KLAQ
- El Paso, Texas; United States;
- Broadcast area: El Paso metropolitan area; Las Cruces, New Mexico; Ciudad Juárez;
- Frequency: 95.5 MHz (HD Radio)
- Branding: 95.5 KLAQ

Programming
- Format: Mainstream rock
- Subchannels: HD2: Classic rock
- Affiliations: Compass Media Networks; Dallas Cowboys Radio Network;

Ownership
- Owner: Townsquare Media; (Townsquare Media of El Paso, Inc.);
- Sister stations: KROD; KSII;

History
- First air date: September 15, 1978
- Former call signs: KUOE (CP, 1976-78)
- Call sign meaning: El Paso Q

Technical information
- Licensing authority: FCC
- Facility ID: 48670
- Class: C
- ERP: 100,000 watts
- HAAT: 424 meters (1,391 ft)

Links
- Public license information: Public file; LMS;
- Webcast: Listen live; HD2: Listen live;
- Website: klaq.com

= KLAQ =

Radio station in El Paso, Texas

KLAQ (95.5 FM) is a commercial radio station licensed to El Paso, Texas and airing a mainstream rock radio format. The station is owned by Townsquare Media and has studios and offices on North Mesa Street (Texas Route 20) in northwest El Paso.

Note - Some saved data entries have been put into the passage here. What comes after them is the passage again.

PR #248, opened 2022-05-20
[Feature] Login from external Identity Providers

dimitur2204:
Add a call to be able to get a `keycloakAccess` token through a third party provider.
Add a `picture` to the `Person` entity that can be taken from the identity providers.

### DIFF
--- a/apps/api/src/auth/auth.service.ts
+++ b/apps/api/src/auth/auth.service.ts
@@ -99,6 +99,7 @@ export class AuthService {
         email: userInfo.email || '',
         firstName: userInfo.given_name || '',
         lastName: userInfo.family_name || '',
+        picture: providerDto.picture,
       },
       // Store keycloakId to the person with same email
       update: { keycloakId: userInfo.sub },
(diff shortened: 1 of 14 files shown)


dimitur2204:
Tests are not working currently.

dimitur2204:
> Tests are not working currently.

Fixed

apps/api/src/auth/auth.service.ts
```diff
@@ -92,6 +87,51 @@ export class AuthService {
...
+        firstName: userInfo.given_name || '',
+        lastName: userInfo.family_name || '',
+        picture: providerDto.picture,
+        keycloakId: userInfo.sub,
+      },
+      // Store keycloakId to the person with same email
+      update: { keycloakId: userInfo.sub },
+      where: { email: userInfo.email },
+    })
+    return $tokenObs
```
dimitur2204, line 117: There might be a better way to do all these with `rxjs` operators, but I am not the best there. If you have any suggestions on how to do that I am open

kachar (approved):
Thanks for the heavy-lifting session @dimitur2204 
Works good, let's check it out on staging

PR #254, opened 2022-06-06
Campaign creation improvements

quantum-grit:
## Motivation and context
Trying to polish the campaign creation and fixing small things all over 

- corrected the comment in migration - it is safe to execute on existing data
- list campaigns now returns soonest campaign by endDate on top
- added logging for campaign creation
- replaced short-unique-id with nanoid as it was already in golevelup/nestjs-stripe
- renamed bankHash to paymentReference to better illustrate what it is needed for
- extended the paymentReference code from 5 to 12 symbols and added dashes to make it friendlier. Codes look like this now: "NY5P-KVO4-DNBZ" and guarantee 35years until 1% probability of duplicate
- paymentReference is now unique per campaign in database schema 
- all authenticated users should be able to create campaigns in draft mode. 
- added: campaign.state in campaign request so that it can be changed in frontend

### DIFF
--- a/apps/api/src/campaign/dto/create-campaign.dto.ts
+++ b/apps/api/src/campaign/dto/create-campaign.dto.ts
@@ -12,7 +12,7 @@ import {
 } from 'class-validator'
 import { ApiProperty } from '@nestjs/swagger'
 import { Expose, Type } from 'class-transformer'
-import { Currency, Prisma } from '.prisma/client'
+import { CampaignState, Currency, Prisma } from '.prisma/client'
 import { getPaymentReference } from '../helpers/payment-reference'
 
 @Expose()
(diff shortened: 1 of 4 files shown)


apps/api/src/campaign/dto/create-campaign.dto.ts
```diff
@@ -98,6 +98,13 @@ export class CreateCampaignDto {
   @Type(() => Date)
   endDate: Date | null
 
+  @ApiProperty()
+  @Expose()
+  @IsOptional()
+  @IsString()
+  @IsEnum(CampaignState)
+  state: CampaignState | undefined
```
kachar, line 106: When we add the control of the state of a campaign to the frontend we open the gates for intervention and for example submit a campaign as `approved`.

@quantum-grit Have you considered this when you've updated the code?

PR #255, opened 2022-06-06
keycloak initialization fixes

quantum-grit:
## Motivation and context
After testing complete reset of local docker it turned out Keycloak v18 does not initialize and does not import realm at all.

Changes:
- changed keycloak version to v17 because v18 does not initialize db and does not import realm on clean setup
- added uuids for default users when importing realm
- updated person.seed to create default users with same keycloakIds as in keycloak-webapp-realm file


apps/api/src/campaign/dto/create-campaign.dto.ts
```diff
@@ -32,11 +32,6 @@ export class CreateCampaignDto {
   @IsString()
   essence: string
 
-  @ApiProperty()
-  @Expose()
-  @IsString()
-  bankHash: string
```
kachar, line 38: Good catch, we don't need the payment reference in the input for campaign creation

schema.prisma
```diff
@@ -156,7 +156,7 @@ model Campaign {
   slug                    String           @unique @db.VarChar(250)
   title                   String           @db.VarChar(200)
   essence                 String           @db.VarChar(500)
-  bankHash                String           @map("bank_hash") @db.VarChar(5)
+  paymentReference        String           @map("payment_reference") @unique @db.VarChar(15)
```
kachar, line 159: You've picked a more suitable and appropriate name for the field, thanks!

Uniqueness of the field is a must-have :+1:

kachar (approved):
@quantum-grit Awesome increment!

Thanks for adding guiding comments

migrations/20220601201014_rename_campaign_report_to_irregularity/migration.sql
```diff
@@ -1,9 +1,5 @@
 /*
-  Warnings:
-
-  - You are about to drop the `campaign_reports` table. If the table is not empty, all the data it contains will be lost.
-  - You are about to drop the `report_files` table. If the table is not empty, all the data it contains will be lost.
-
+The below migration is written by hand because the default migration drops and recreates tables
```
kachar, line 2: @quantum-grit Modifying already deployed migration changes it's file sha hash, so a warning will be shown in the logs when we deploy further migrations.

This is general info, no actions are needed.

Bunny303:
Sorry for late comments :) I've added them yesterday, but didn't cklick on submit review.

apps/api/src/campaign/campaign.controller.ts
```diff
@@ -54,11 +54,18 @@ export class CampaignController {
...
+    }
+
+    let person
+    if (!createDto.coordinatorId) {
+      //Find the creator personId and make him a coordinator
       person = await this.personService.findOneByKeycloakId(user.sub as string)
+
       if (!person) {
-        throw new NotFoundException('No person found for logged user')
+        Logger.error('No person found in database for logged user: ' + user.name)
```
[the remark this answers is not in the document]
kachar: The field `email` is also unique both in our db and keycloak db, but it might be considered sensitive data.
I do agree we can improve the log, but that should not be a blocker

KLAQ's transmitter is located in the Franklin Mountains, off Scenic Drive in El Paso. The station has an effective radiated power (ERP) of 100,000 watts, the maximum for most FM stations. The signal extends north to Las Cruces, New Mexico, and south through Ciudad Juárez and the Mexican state of Chihuahua.

==Programming==
KLAQ calls itself "El Paso's Best Rock", and frequently hosts largest events and concerts in El Paso. The station is home to the Buzz Adams Morning Show, which is syndicated to other Texas rock stations. The show is heard weekdays, with a "Best of" show on Saturday mornings. Sunday evenings feature "Q Connected - The New Music Show." KLAQ also carries Dallas Cowboys football.

==History==
On September 15, 1978, the station first signed on the air. It was owned by Rex Broadcasting, along with KROD (600 AM). When it was still a construction permit issued by the Federal Communications Commission, the unbuilt station used the call sign KUOE. Throughout its on-air history, the station's call letters have always been KLAQ and it has always carried a rock format, originally album rock.

KPAS (93.9 FM, now KINT), owned by the El Paso Broadcasting Corporation, was El Paso's original FM rock station. KLAQ's sign-on put it in competition with KPAS. But with the shift in contemporary music listening from AM radio to the FM band, KPAS switched to a Top 40 format in 1981, making KLAQ the sole rock outlet in El Paso. For a few years in the early 2000s, Mexican radio station XHEPR-FM (99.1 MHz), licensed to Ciudad Juárez, aired an English-language classic rock format that targeted the El Paso radio market.

In 1989, KLAQ and KROD were acquired by D & F Broadcasting. KLAQ joined the ABC Rock Radio Network.

The stations changed hands again in 1997, going to New Wave Broadcasting L.P. In the 2010s, KLAQ was acquired by Townsquare Media, along with KROD.